O cantor argentino Fito Paez lança disco e clipe violento sobre a vida em Buenos Aires

DA REPORTAGEM LOCAL

O cantor argentino Fito Paez resolveu aplicar um verdadeiro eletrochoque em seus conterrâneos. Como? Basta acompanhar algumas passagens do clipe da faixa de abertura ("El Diablo de Tu Corazón") de seu novo CD, "Rey Sol", para termos uma amostra.
Primeira tomada, cenas de briga nas ruas da capital argentina, socos, vidros quebrados, idosos feridos, sangue, enquanto ouvimos: "Buenos Aires, hoy te falta mambo, te sobra muerte".
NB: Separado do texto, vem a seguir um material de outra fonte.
PR #601, opened 2026-05-29
Fix composite gate interpreter and MLIR lowering

renezander90:
## Description

Composite gates with parametrized expressions (e.g. `rxx(phi)`, which decomposes into `gphase(-phi/2)` and `p(phi)`) were silently broken in two related places.

1. **composite_gate_interpreter.py** — when inlining a composite gate, the sub-gate parameter tracers were not forwarded to the primitive `quantum_gate_p` bind call. Sub-gates whose symbolic expressions referenced a subset of the parent symbols (e.g. only `beta` out of `alpha, beta`) had their tracers dropped entirely, leaving them with zero dynamic parameter invars.

2. **jasp_lowering_rules.py** — the `quantum_gate_p` MLIR lowering rule forwarded raw parameter operands unchanged, ignoring the gate's symbolic `params` expressions entirely. A gate like `gphase(-alpha/2)` was emitted to MLIR as `gphase(alpha)`, losing the `-1/2` factor.

Both bugs are fixed on this branch.

## Related Issues

Closes #
Related to #

## Type of Change

- [x] Bug Fix
- [ ] Performance improvement
- [ ] Documentation
- [ ] CI / Build

## Breaking Change?
- [ ] Yes
- [x] No

## What was changed?

- **composite_gate_interpreter.py**
  - Added `_greek_letter_order` lookup to sort a gate's free symbols in canonical `greek_letters` order before binding parameter tracers.
  - Added `_apply_op` helper that recursively inlines composite gates while correctly threading the parent gate's `param_dict` (symbol → tracer) into all primitive sub-gates.
  - `decompose_eqn_evaluator` now builds `param_dict` from the parent gate's `params` list and passes it through `_apply_op` so sparse sub-gate symbol subsets (e.g. only `beta`) are normalized and bound correctly.
  - Added `_decompose_sub_jaxpr` to propagate decomposition into `jit`, `while`, `cond`, and `scan` sub-jaxprs.

- **jasp_lowering_rules.py**
  - Added `_lower_gate_param_expr` — a recursive Sympy-to-StableHLO scalar lowerer handling `Add`, `Mul`, `Pow`, constants, and symbol lookups.
  - Added `_sorted_param_symbols` and `_lower_f64_constant` helpers.
  - `quantum_gate_lowering` now reconstructs each gate parameter operand from `gate.params` symbolic expressions via `_lower_gate_param_expr`, emitting the required StableHLO arithmetic (e.g. `stablehlo.constant dense<-5.0e-01>` + `stablehlo.multiply`) before constructing `jasp.quantum_gate`.

- **test_composite_gate_interpreter.py**
  - Added `test_decompose_parametrized_rxx`: structural check that every parametrized primitive gate in the decomposed jaspr has the correct number of parameter invars; numerical check that the decomposed jaspr yields the same measurement distribution as the non-decomposed one.

- **test_mlir.py**
  - Added `test_mlir_symbolic_gate_parameter_expression_lowering`: asserts that lowering a dynamic `rxx(phi)` circuit to MLIR produces a `gphase` gate with a materialized `-0.5 * phi` expression (`stablehlo.multiply` with `dense<-5.000000e-01>`).

## How was it tested?

| Test-ID | Description | Status |
|---------|-------------|--------|
| T-001 | `test_decompose_parametrized_rxx` — structural + numerical check on `decompose_composite_gates` for `rxx(phi)` | ✅ |
| T-002 | `test_mlir_symbolic_gate_parameter_expression_lowering` — MLIR contains `stablehlo.multiply` with `-0.5` for `gphase(-phi/2)` | ✅ |
| T-003 | `test_mlir_basic_dialect_operations` — existing MLIR lowering of non-parametrized gates unaffected | ✅ |

## Reviewer Notes

The two bugs are logically independent but always co-occur for composite parametrized gates: the interpreter bug loses the tracer, and the MLIR lowering bug loses the expression. Both need to be fixed together for `rxx`, `rzz`, `xxyy`, and any other composite gate that uses abstract parameters in its decomposition.

### DIFF
--- a/src/qrisp/jasp/interpreter_tools/interpreters/composite_gate_interpreter.py
+++ b/src/qrisp/jasp/interpreter_tools/interpreters/composite_gate_interpreter.py
@@ -22,6 +22,14 @@ from jax.extend.core import JaxprEqn
 
 from qrisp.jasp.interpreter_tools import exec_eqn, reinterpret, extract_invalues, insert_outvalues
 from qrisp.jasp.primitives import quantum_gate_p
+from qrisp.jasp.primitives.operation_primitive import greek_letters as _greek_letters
+
+# quantum_gate_p.append_impl binds runtime parameter slot i to greek_letters[i].
+# When a decomposed primitive gate uses only a subset of the parent symbols
+# (for example a sub-gate depending only on beta), we must first recover the
+# symbols in canonical greek_letters order and then remap them to a dense
+# prefix alpha, beta, ... before binding the tracers positionally.
+_greek_letter_order = {sym: i for i, sym in enumerate(_greek_letters)}
 
 
 def _copy_eqn(eqn):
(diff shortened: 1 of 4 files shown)


renezander90:
Fix at Jaspr level in #602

Depois, acompanhamos um cachorro que invade furioso o metrô e ataca as pessoas. Passamos então para algumas cenas escatológicas: um funcionário de uma lanchonete vomita em um hambúrguer -logo depois digerido por um consumidor-, um outro enfia a cabeça de um colega no óleo quente das batatas fritas, depois massacra sua cabeça na chapa de hambúrgueres. Ao final, uma virada dramática dá início a uma insólita sequência de beijos na boca entre transeuntes -idosos, meninas e um mendigo.
Essa mistura de realismo mágico com "Um Dia de Fúria" (filme de Joel Schumacher em que o personagem vivido por Michael Douglas reage violentamente contra as mazelas da cidade grande) é o alerta de Fito Paez.
"Buenos Aires é como todas as cidades do mundo, fiz essa canção para a nossa época, é preciso nos darmos conta da violência ao nosso redor. As pessoas cada vez entendem menos, e o choque e o humor podem acordá-las", disse o cantor à Folha, por telefone, da capital argentina.
E a violência não pára aí. Em "Acerca del Niño Proletário", Fito adapta conto do escritor argentino Osvaldo Lamborghini que narra o estupro e a morte de um menino pobre por garotos ricos.
"Escolhi porque achei o texto visionário. Lamborghini escreveu nos anos 70 essa história que é hoje muito atual, ele era um futurólogo em sua visão da violência."
Em relação a seus trabalhos anteriores, o disco soa muito mais roqueiro e menos voltado a atender os padrões do mercado pop. "É mais rock'n'roll sim. Mas não é uma nova tendência em minha música. Acho que todos nós sempre fazemos a mesma canção. Quem está falando é sempre o mesmo, queira ou não, ainda que se trabalhe com uma orquestra sinfônica, tambores argentinos ou brasileiros, quarteto de cordas ou conjuntos de rock."
O vínculo com o Brasil, já manifesto anteriormente em algumas parcerias com artistas brasileiros (Djavan, Herbert Vianna, Caetano Veloso), mostra-se na faixa "Hay Algo en el Mundo", que adapta letra de Vinicius de Moraes (un poco de tristeza não tem fim/ un poco de felicidade sim). "Acho que, quando se vive com algo em sua casa, é normal que isso acabe aparecendo também em seu trabalho, e eu escuto Vinicius desde os 9, 10 anos de idade", diz.
Com uma passagem pelo Brasil planejada para maio deste ano, o cantor também não descarta a hipótese de, num futuro próximo, gravar um disco todo em português.
"Eu gostaria muito. Mas para fazer um disco assim é preciso muito tempo, pois é preciso levar em conta muita história, muita tradição, muito suingue. E é preciso fazê-lo muito bem, para que não pareça turístico", diz.
Em março, o cantor começa a rodar um filme com a mulher, a atriz Cecilia Roth. "Vai chamar-se "Vidas Privadas" e é um romance que tem como cenário os últimos 30 anos de história política da Argentina", conta.